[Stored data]
——————

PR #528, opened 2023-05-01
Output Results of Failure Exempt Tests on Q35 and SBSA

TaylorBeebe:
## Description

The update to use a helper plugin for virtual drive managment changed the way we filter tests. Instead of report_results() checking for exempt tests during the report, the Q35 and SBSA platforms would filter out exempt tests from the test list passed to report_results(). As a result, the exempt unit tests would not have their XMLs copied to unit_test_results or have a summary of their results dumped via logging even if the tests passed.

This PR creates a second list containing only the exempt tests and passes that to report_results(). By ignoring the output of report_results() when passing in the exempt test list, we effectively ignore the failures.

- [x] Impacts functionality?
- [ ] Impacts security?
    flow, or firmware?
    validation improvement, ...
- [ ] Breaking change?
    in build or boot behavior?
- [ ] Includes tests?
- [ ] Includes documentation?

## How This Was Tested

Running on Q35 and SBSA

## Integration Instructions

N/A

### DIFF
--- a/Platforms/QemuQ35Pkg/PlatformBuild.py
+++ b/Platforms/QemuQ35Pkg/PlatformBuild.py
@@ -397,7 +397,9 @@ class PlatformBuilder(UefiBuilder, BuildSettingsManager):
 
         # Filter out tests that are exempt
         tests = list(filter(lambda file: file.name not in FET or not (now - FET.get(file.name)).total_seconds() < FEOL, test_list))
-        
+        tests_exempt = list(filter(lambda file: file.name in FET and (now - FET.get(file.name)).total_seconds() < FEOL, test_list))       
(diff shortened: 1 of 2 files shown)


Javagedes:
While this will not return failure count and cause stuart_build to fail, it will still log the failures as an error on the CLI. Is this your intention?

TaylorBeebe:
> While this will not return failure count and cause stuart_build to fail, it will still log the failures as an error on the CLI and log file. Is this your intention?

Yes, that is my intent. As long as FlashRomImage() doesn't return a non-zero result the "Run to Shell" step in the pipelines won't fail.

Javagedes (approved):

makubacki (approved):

——————

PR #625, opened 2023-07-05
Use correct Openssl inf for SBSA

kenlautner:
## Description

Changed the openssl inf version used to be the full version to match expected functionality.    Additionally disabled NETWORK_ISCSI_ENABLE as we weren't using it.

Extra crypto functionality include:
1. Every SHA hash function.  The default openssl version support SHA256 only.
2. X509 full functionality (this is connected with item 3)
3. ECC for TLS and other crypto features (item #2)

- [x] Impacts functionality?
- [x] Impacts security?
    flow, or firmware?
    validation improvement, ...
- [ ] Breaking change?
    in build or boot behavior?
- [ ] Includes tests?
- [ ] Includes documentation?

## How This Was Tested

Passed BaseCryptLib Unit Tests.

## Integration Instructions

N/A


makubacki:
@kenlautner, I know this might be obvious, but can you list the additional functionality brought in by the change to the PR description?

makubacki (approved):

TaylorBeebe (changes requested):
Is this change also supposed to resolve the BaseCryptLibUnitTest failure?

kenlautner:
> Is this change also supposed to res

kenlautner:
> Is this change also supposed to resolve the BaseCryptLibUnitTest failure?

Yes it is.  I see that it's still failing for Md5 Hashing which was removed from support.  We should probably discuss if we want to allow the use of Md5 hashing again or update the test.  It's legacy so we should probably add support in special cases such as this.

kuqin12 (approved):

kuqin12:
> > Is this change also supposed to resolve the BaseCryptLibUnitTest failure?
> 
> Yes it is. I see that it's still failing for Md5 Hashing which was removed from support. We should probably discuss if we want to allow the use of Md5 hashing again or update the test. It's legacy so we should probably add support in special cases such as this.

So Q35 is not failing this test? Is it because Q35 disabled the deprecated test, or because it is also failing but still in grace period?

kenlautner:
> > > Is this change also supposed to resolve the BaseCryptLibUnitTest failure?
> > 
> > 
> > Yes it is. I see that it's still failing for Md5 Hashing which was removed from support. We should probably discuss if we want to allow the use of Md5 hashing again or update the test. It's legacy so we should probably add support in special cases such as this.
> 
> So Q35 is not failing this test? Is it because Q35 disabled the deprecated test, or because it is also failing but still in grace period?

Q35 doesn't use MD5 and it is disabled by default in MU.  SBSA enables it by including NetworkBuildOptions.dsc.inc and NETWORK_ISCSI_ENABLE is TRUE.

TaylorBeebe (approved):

——————

- _WHAT YOU SHOULD DO_
In the entries above, one line contains "PR #528, opened 2023-05-01" and another contains "The update to". Reproduce exactly those two lines and the lines between them, nothing else.

- _EXERCISE RESPONSE_
PR #528, opened 2023-05-01
Output Results of Failure Exempt Tests on Q35 and SBSA

TaylorBeebe:
## Description

The update to use a helper plugin for virtual drive managment changed the way we filter tests. Instead of report_results() checking for exempt tests during the report, the Q35 and SBSA platforms would filter out exempt tests from the test list passed to report_results(). As a result, the exempt unit tests would not have their XMLs copied to unit_test_results or have a summary of their results dumped via logging even if the tests passed.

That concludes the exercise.